We analyzed the changes in epidemiology of parainfluenza virus (PIV) and RSV at Samsung Medical Center, a tertiary hospital in Korea, from January 2018 to mid-January 2022. Data were extracted from the Clinical Data Warehouse Darwin-C for this study. Before the COVID-19 pandemic, PIV (mainly PIV3) detection started to increase at week 15 and peaked at weeks 19–28 (May-June), and then slowly decreased until week 45, while RSV detection started at week 38 and peaked at weeks 45–52 (November–December) in 2018 and 2019, respectively (data not shown). PIV and RSV almost disappeared from the community in Korea during the COVID-19 pandemic in 2020. In 2021, however, PIV detection has been increasing rapidly since week 39 (September), peaked at week 44, and then decreased sharply (data not shown). Of interest, RSV detection was observed since week 43 (data not shown) and appeared to further increase in early January of 2022. This RSV epidemiology is somewhat different from what was observed in Japan, the neighboring country at the same time zone [2]. These trends of PIV and RSV epidemiology are also observed at a national level in the report of the respiratory virus surveillance system of the Korea Disease Control and Prevention Agency (Fig. 1A, B) [3]. PIV and RSV infection mainly occurred in the 0- to 4-year age group during the entire observation period (Jan 2018 to Jan 2022) (Table 1).
During the COVID-19 pandemic, after 1 year of disappearance in 2020, the PIV season came back but was shifted from spring to autumn, and the circulating duration was shortened in 2021. RSV season also disappeared in 2020, and the beginning of RSV season was observed again in 2021 but was also slightly shifted from autumn to early winter. With the COVID-19 pandemic, changes in the epidemiology of other respiratory viruses are dynamic according to the timeline.

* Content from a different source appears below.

PR #3418, opened 2023-01-29
windows: add ARM64 support

aykevl:
This was actually surprising once I got TinyGo to build on Windows 11 ARM64. All the changes are exactly what you'd expect for a new architecture, there was no special weirdness just for arm64.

Therefore, continuous surveillance and observation on epidemiological changes in childhood respiratory viruses are needed during the COVID-19 pandemic and in the postpandemic period.

Key message

Question: How the epidemiology of other childhood respiratory viruses has changed during coronavirus disease 2019 (COVID-19) in Korea?
Finding: Parainfluenza virus (PIV) typically circulated in the spring, and respiratory syncytial virus (RSV) epidemic started in autumn in Korea before COVID-19 pandemic. PIV and RSV seasons disappeared in 2020 and came back in 2021 with atypical seasonality. PIV season was changed from spring to autumn, and the beginning of RSV season was slightly delayed from autumn to early winter in 2021.
Meaning: Circulation of PIV and RSV was changed to unusual seasons and patterns during COVID-19 pandemic period.

Footnotes

Conflicts of interest

YJK received research grants from Ansun Biopharma, AstraZeneca, Merk Sharp & Dohme Corporation, and Janssen Pharmaceutical Company of Johnson & Johnson. YJK is a scientific advisor to Sanofi Pasteur. Execpt for that, no potential conflict of interest relevant to this article was reported.

Funding

This study received no specific grant from any funding agency in the public, commercial, or not-for-profit sectors.

Fig. 1.
The change of epidemics of parainfluenza virus and respiratory syncytial virus from January 2018 to week 3, 2022 in Korea. (A) PIV season disappeared in 2020 but started from week 37 and declined sharply after peaking at week 44 in 2021.(B) RSV season disappeared in 2020 but started from week 46 in 2021. PIV, parainfluenza virus; RSV, respiratory syncytial virus; KDCA, Korea Disease Control and Prevention Agency.
cep-2021-01823f1.jpg
Table 1.
Detection of the respiratory viruses by age from 2018 to week 3, 2022 in Samsung Medical Center
Age (yr) Parainfluenza virus
Respiratory syncytial virus
2018 2019 2020 2021 Week 3, 2022 2018 2019 2020 2021 Week 3, 2022
0–4 98 (51.9) 91 (41) 4 (57.1) 66 (57.9) 4 (34.6) 113 (51.6) 86 (57.7) 30 (41.1) 11 (57.9) 15 (78.9)
5–11 15 (7.9) 27 (12.2) 0 (0) 10 (8.8) 0 (0) 19 (8.7) 11 (7.4) 5 (6.8) 4 (21.1) 1 (5.3)
12–15 3 (1.6) 8 (3.6) 1 (14.3) 6 (5.3) 0 (0) 8 (3.7) 4 (2.7) 3 (4.1) 0 (0) 1 (5.3)
≥16 73 (38.6) 96 (43.2) 2 (28.6) 32 (28.1) 7 (63.6) 79 (36.1) 48 (32.2) 35 (47.9) 4 (21.1) 2 (10.5)
Total 189 222 7 114 11 219 149 73 19 19

Values are presented as number (%).

References

1. Yeoh DK, Foley DA, Minney-Smith CA, Martin AC, Mace AO, Sikazwe CT, et al. Impact of coronavirus disease 2019 public health measures on detections of influenza and respiratory syncytial virus in children during the 2020 Australian winter. Clin Infect Dis 2021;72:2199–202.
crossref pmid pmc pdf
2. Ohnishi T, Kawano Y. Resurgence of respiratory syncytial virus infection during an atypical season in Japan. J Pediatric Infect Dis Soc 2021;10:982–3.
crossref pmid pdf
3. Korea Disease Control and Prevention Agency (KDCA). Laboratory surveillance service for influenza and respiratory viruses [Internet]. Cheongju (Korea), KDCA. 2021; [cited 2021 Dec 6]. Available from: https://www.kdca.go.kr/npt/biz/npp/iss/ariStatisticsMain.do.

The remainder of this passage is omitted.